#### [PROVIDED DATA]

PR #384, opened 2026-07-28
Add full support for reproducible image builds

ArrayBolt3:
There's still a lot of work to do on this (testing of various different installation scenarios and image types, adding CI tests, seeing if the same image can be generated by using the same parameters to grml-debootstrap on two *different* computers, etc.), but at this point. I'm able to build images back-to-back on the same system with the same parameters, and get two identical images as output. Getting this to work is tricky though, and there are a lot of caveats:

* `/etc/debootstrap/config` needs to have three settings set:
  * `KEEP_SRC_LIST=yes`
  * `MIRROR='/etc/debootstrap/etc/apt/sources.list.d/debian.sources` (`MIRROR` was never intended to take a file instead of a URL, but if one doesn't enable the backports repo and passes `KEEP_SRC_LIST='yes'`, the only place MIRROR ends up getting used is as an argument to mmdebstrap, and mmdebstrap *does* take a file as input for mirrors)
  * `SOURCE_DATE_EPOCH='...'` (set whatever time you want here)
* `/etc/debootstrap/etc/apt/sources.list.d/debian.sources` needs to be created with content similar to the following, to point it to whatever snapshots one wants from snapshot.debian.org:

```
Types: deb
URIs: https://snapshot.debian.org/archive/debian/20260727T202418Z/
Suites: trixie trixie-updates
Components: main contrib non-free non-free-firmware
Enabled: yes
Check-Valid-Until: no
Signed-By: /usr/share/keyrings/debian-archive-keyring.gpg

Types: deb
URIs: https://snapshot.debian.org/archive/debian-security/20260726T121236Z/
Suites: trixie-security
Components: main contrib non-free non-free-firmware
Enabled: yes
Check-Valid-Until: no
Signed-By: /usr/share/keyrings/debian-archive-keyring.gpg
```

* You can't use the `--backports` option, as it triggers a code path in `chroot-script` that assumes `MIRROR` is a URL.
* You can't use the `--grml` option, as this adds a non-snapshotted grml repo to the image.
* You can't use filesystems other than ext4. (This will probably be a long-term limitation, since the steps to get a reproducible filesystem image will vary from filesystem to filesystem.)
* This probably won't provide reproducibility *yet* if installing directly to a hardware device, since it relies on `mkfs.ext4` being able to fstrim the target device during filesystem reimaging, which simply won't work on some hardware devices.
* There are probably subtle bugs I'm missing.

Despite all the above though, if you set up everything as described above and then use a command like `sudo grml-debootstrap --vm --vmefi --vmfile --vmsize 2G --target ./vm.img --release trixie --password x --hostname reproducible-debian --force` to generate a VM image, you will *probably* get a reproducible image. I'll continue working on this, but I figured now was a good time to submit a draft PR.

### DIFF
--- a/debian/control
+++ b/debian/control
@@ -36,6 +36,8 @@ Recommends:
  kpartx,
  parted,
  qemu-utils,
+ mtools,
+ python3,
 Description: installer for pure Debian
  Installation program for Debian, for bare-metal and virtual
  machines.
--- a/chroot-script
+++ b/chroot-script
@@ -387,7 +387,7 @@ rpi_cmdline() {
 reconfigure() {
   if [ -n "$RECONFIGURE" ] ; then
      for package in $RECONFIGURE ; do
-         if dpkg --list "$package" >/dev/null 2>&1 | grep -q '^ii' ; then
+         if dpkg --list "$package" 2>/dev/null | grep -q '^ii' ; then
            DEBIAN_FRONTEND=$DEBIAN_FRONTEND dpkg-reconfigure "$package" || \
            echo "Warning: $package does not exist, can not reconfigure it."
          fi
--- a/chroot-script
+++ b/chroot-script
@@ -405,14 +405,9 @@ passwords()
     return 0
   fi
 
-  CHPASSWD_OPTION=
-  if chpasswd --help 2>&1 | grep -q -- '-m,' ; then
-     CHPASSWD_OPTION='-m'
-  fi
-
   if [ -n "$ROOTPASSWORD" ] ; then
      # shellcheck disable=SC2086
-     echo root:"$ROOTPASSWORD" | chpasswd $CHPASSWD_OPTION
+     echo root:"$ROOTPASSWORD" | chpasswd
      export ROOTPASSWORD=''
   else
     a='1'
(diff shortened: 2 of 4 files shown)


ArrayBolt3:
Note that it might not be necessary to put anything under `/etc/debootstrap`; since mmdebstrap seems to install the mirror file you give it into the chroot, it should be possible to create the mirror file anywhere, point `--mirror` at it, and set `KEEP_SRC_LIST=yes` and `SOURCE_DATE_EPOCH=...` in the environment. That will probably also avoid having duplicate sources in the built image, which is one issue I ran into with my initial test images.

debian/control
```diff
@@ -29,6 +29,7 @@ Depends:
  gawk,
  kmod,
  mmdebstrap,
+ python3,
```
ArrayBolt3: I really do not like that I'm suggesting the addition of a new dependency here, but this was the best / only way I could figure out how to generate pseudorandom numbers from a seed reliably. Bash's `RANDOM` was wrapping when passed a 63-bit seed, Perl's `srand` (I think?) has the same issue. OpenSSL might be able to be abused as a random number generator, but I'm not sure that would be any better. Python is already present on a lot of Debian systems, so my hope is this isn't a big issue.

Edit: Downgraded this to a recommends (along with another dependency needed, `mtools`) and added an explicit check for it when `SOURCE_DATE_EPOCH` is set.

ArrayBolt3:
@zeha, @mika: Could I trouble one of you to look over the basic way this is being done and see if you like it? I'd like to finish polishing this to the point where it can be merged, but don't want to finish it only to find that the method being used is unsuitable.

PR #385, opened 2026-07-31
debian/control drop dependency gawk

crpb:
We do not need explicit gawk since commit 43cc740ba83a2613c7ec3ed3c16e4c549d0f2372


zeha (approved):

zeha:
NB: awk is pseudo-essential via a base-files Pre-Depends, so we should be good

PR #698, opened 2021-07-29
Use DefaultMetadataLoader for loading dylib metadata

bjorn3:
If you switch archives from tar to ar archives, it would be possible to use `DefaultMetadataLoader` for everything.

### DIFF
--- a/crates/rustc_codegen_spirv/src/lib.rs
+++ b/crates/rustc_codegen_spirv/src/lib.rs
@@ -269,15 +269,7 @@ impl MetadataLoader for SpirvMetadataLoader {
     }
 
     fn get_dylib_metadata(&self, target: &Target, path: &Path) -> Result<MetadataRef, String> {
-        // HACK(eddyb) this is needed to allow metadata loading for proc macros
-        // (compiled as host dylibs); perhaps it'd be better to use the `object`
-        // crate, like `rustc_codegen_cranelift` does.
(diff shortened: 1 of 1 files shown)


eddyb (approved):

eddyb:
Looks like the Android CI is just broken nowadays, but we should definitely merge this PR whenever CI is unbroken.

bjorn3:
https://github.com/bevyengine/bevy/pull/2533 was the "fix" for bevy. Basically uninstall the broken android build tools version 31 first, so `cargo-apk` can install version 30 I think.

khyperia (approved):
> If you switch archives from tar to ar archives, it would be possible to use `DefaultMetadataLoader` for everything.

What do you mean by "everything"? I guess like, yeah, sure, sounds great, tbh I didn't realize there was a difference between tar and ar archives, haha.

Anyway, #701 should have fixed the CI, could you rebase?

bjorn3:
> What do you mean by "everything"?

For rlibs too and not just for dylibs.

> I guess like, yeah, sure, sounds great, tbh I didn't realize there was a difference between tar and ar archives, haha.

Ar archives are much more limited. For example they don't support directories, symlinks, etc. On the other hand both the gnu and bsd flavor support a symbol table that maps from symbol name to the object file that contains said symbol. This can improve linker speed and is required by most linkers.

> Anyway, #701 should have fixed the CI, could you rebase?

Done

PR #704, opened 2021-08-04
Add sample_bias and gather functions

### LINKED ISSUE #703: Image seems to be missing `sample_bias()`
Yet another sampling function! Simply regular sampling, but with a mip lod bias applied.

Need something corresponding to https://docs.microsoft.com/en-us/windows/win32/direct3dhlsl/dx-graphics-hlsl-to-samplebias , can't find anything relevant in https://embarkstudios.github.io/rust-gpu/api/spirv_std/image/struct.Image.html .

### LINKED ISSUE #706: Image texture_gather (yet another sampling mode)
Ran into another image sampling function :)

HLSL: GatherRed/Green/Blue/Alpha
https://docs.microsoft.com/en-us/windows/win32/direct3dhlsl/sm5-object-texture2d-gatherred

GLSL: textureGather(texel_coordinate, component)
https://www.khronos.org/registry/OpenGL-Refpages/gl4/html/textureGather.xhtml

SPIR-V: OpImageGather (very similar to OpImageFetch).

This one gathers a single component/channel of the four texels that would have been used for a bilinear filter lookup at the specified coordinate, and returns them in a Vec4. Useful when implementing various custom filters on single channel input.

#### [WHAT IS NEEDED]
State the number of lines above that include "everything", and nothing further.

#### [THE ANSWER]
5